8 out of 10 - I like this tune - well-produced and orchestrated power ballad without the over-the-top vocal gymnastics. Nice guitar solo in the middle - Strange, strange video - I was kind of taken aback when the guy opened fire and shot her in the back - Not quite a "Celine Dion" moment - I did some research and the tune has an interesting back story -

https://en.wikipedia.org/wiki/A_Better_Tomorrow

A Better Tomorrow ('True Colors of a Hero') is a 1986 Hong Kong action film[3] directed by John Woo, and starring Ti Lung, Leslie Cheung and Chow Yun-fat. The film had a profound influence on the Hong Kong film industry, and later on an international scale. It was a landmark film, credited with setting the template for *the heroic bloodshed genre*, which was considerably influential in Hong Kong action cinema, and later Hollywood.

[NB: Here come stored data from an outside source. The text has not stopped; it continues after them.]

PR #31816, opened 2022-08-09
fix: limited options for no-of-employees in the crm documents

nabinhait:
Limited options for no-of-employees in the Lead, Opportunity and Prospect documents.

Old options:
```
1-10
11-20
21-30
31-100
11-50
51-200
201-500
101-500
500-1000
501-1000
>1000
1000+
```

New Options:
```
1-10
11-50
51-200
201-500
501-1000
1000+
```


nabinhait:

PR #31817, opened 2022-08-09
fix: limit pos recent order page result

ruthra-kumar:
## Issue
POS Recent Order page crashes if the no of invoice grows larger in size.

Screenshot 2022-08-09 at 8 35 12 PM

Screenshot 2022-08-09 at 8 36 00 PM

## Fix
Query result should be limited by default.


ruthra-kumar:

I didn't know that there actually was a "heroic bloodshed" genre - Now, I do.

Next tune - I have to assume that we're going to ride this non-English music pony until it collapses from exhaustion so here goes with another.

This is a Celtic rock selection by a group in Spain - It opens with a flute intro that wouldn't be out of place in County Clare and then rips right into another insanely catchy tune.

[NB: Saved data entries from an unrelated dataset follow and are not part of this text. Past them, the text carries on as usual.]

PR #31822, opened 2022-08-10
fix(pos): error while consolidating pos invoices

nextchamp-saqib:
In some rare cases, while merging multiple POS Invoices into a Sales Invoice, the **sum** of the Grand Total of all the POS Invoices is not equal to the **sum** of the Paid Amount
The difference is usually minimal, like 1.2 or 0.5
This difference is then considered as outstanding which then leads to an unpaid invoice, or in the case of returns stops the consolidation

This PR adds a new field to POS Profile to set a Write-Off Limit, to automatically write off such fractional amounts while consolidating


deepeshgarg007:

PR #31830, opened 2022-08-11
fix: Unable to make payment entry against Fees using education app

deepeshgarg007:
Users are unable to create a payment entry against Fees doctype using the Education app


deepeshgarg007:

PR #31860, opened 2022-08-17
fix: delete custom fields on deletion of inventory dimension

rohitwaghchaure:
- Delete custom fields on deletion of the inventory dimension
- Removed rename functionality for the inventory dimension
- Set value from the parent form (Using fieldname or doctype name)
image


rohitwaghchaure:
@mergifyio backport version-14-hotfix

PR #31863, opened 2022-08-17
fix: not able to issue expired batches

rohitwaghchaure:
While issuing expired batches system throwing an error
Screenshot 2022-08-17 at 12 20 27 PM


rohitwaghchaure:
@mergifyio backport version-13-hotfix  version-14-hotfix

PR #31894, opened 2022-08-19
fix: TDS calculation for advance payment

maharshivpatel:
```
"against_voucher": ["is", "not set"]
```
was used in query due to which if TDS was added on **advance** payment vouchers and then reconciled against purchase invoice. it will not find those vouchers and consider it as first-time threshold ( which is incorrect ) due to which it will calculate Tax for all transactions.


deepeshgarg007:

PR #31898, opened 2022-08-19
Fix upload invoice suppliers

balabofficial:
fix: bug uploading supplier invoice in regional IT, when upload invoice quantity fields are wrong.
fixed moving initial vars in def prepare_items_for_invoice() inside loop for reinit every time.


deepeshgarg007:
@balabofficial Please rebase your PR and then reopen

Highlight of the video kicks in at the 2:40 mark when the band drops out and the audience picks up tune. There are thousands of people there and it appears as if literally every one of them knows every word of the tune as they sing along.


----------



## ZJovicic (Feb 26, 2017)

This song has a sort of nostalgic feel. It's a likeable pop, but nothing revolutionary. If it was a bit more subdued it would be better. They made it a bit too epic, for commercial reasons... I would say 6/10 fine song, but nothing extraordinary.

Here's another one, from Nigeria... it's important to hear the whole song as the second half is quite different:


----------



## Phil loves classical (Feb 8, 2017)

^ 6.5/10. I like the Reggae/pop. Not Bob Marley but still fine.

How bout this?


----------



## Jacck (Dec 24, 2017)

^ 7/10, I like Gypsy Kings. Had a CD of them in the car

Apocalyptica - 'Bittersweet'


----------



## ZJovicic (Feb 26, 2017)

7.2/10

at first sounds a bit like a stereotypical "epic" type of songs... but after a couple of listenings, sits well.


----------



## Phil loves classical (Feb 8, 2017)

7/10. Well-performed, good singing.

Here is a song that was a hit in the 60's supposedly. Unfortunately the Singing Nun had a VERY tragic life afterwards.


----------



## ZJovicic (Feb 26, 2017)

I like such songs, authentic and real in their simplicity... and catchy. Very good stuff. 9/10

Here's a song I found a couple of days ago, and enjoyed it a lot:


----------



## Bulldog (Nov 21, 2013)

2/10. Takes a hum-drum melody and keeps repeating it for over 4 minutes.


----------



## BrahmsWasAGreatMelodist (Jan 13, 2019)

Next song:


----------



## nikola (Sep 7, 2012)

BrahmsWasAGreatMelodist said:


> Next song:


Some type of dream-pop I guess. Good for meditation, but not much beyond that... there's almost no any development of composition... that's not necessarily bad thing, but I do prefer most of the time in pop music something with verse/(bridge)/chorus etc. 
I also listen meditation music because of my CNS damage. 
What Angelo Badalamenti did with Julee Cruise is much better IMO - considering dreampop. 
Interesting atmosphere though .. 5/10.

Next song:


----------



## ZJovicic (Feb 26, 2017)

Excellent start, good sound... then gets a bit boring. Still I like the atmosphere and especially the sound. 7/10


----------



## ldiat (Jan 27, 2016)

hello! so where did you get this idea? i ask cause the is an another message board that does the same thing. the board is not a music board. it a 'page" called "everything else" i am on there and i am a rebel as i only post opera and everyone else posts all kinds of music but no opera. there is al ready 44 pages. so here i go again:


----------



## ldiat (Jan 27, 2016)

99^ <---i do this also


----------